§ **TASK BRIEF**
Reply solely with the number of lines, in the records underneath, that include the word "variable".

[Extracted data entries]

_ _ _ _ _ _ _

PR #4041, opened 2026-06-13
adapter: allow opt-in Kitty graphics passthrough under Zellij

luccahuguet:
## What

Yazi currently forces the Sixel adapter whenever `ZELLIJ_SESSION_NAME` is set.

This adds an explicit opt-in environment variable:

```sh
YAZI_ZELLIJ_KITTY_PASSTHROUGH=1
```

When set, Yazi keeps Kitty graphics adapters available under Zellij while preserving the existing safe default for normal Zellij sessions.

## Why

The default Sixel fallback is still the right behavior for upstream Zellij today.

However, downstream integrations can provide a Zellij build that passes Kitty graphics through to the outer terminal. Yazelix currently carries a small Zellij fork for that path:

https://github.com/luccahuguet/yazelix-zellij

That fork lets Yazi image previews work through Zellij in Kitty-graphics-capable terminals. Without this opt-in, Yazi still forces Sixel just because `ZELLIJ_SESSION_NAME` is present, even when the surrounding Zellij/terminal stack can handle Kitty graphics correctly.

This should also make the eventual upstream Zellij transition easier for Yazi. When Zellij itself starts supporting Kitty graphics passthrough, Yazi maintainers can switch from “always force Sixel under Zellij” to a capability-aware path incrementally, with this narrow opt-in already isolating the adapter-filtering behavior that needs to change.

## Details

- `ZELLIJ_SESSION_NAME` still triggers Zellij-specific adapter filtering
- without `YAZI_ZELLIJ_KITTY_PASSTHROUGH`, only Sixel remains allowed
- with `YAZI_ZELLIJ_KITTY_PASSTHROUGH`, Kitty graphics adapters are also allowed
- non-Kitty protocols such as IIP remain filtered under Zellij
- `ya env` reports the new variable for diagnostics

## Checks

- `cargo test -p yazi-adapter zellij -- --test-threads=1`
- `cargo check -p yazi-adapter -p yazi-cli`

### DIFF
--- a/yazi-adapter/src/adapter.rs
+++ b/yazi-adapter/src/adapter.rs
@@ -9,6 +9,9 @@ use yazi_shared::env_exists;
 
 use crate::{Adapters, SHOWN, drivers};
 
+const ZELLIJ_SESSION_NAME_ENV: &str = "ZELLIJ_SESSION_NAME";
+pub const ZELLIJ_KITTY_PASSTHROUGH_ENV: &str = "YAZI_ZELLIJ_KITTY_PASSTHROUGH";
+
 #[derive(Clone, Copy, Debug, Display, Eq, IntoStaticStr, PartialEq)]
 #[strum(serialize_all = "kebab-case")]
 pub enum Adapter {
@@ -75,8 +78,8 @@ impl Adapter {
 impl Adapter {
 	pub fn matches(emulator: &Emulator) -> Self {
 		let mut adapters: Adapters = emulator.into();
-		if env_exists("ZELLIJ_SESSION_NAME") {
-			adapters.retain(|p| *p == Self::Sixel);
+		if env_exists(ZELLIJ_SESSION_NAME_ENV) {
+			adapters.retain(|p| p.supported_in_zellij());
 		} else if TMUX.get() {
 			adapters.retain(|p| *p != Self::KgpOld);
 		}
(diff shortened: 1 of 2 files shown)


sxyazi:
You don't need a new variable to do that, just run Yazi with:

```sh
ZELLIJ_SESSION_NAME= KITTY_WINDOW_ID=1 yazi
```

_ _ _ _ _ _ _

§ **RESPONSE AREA**
3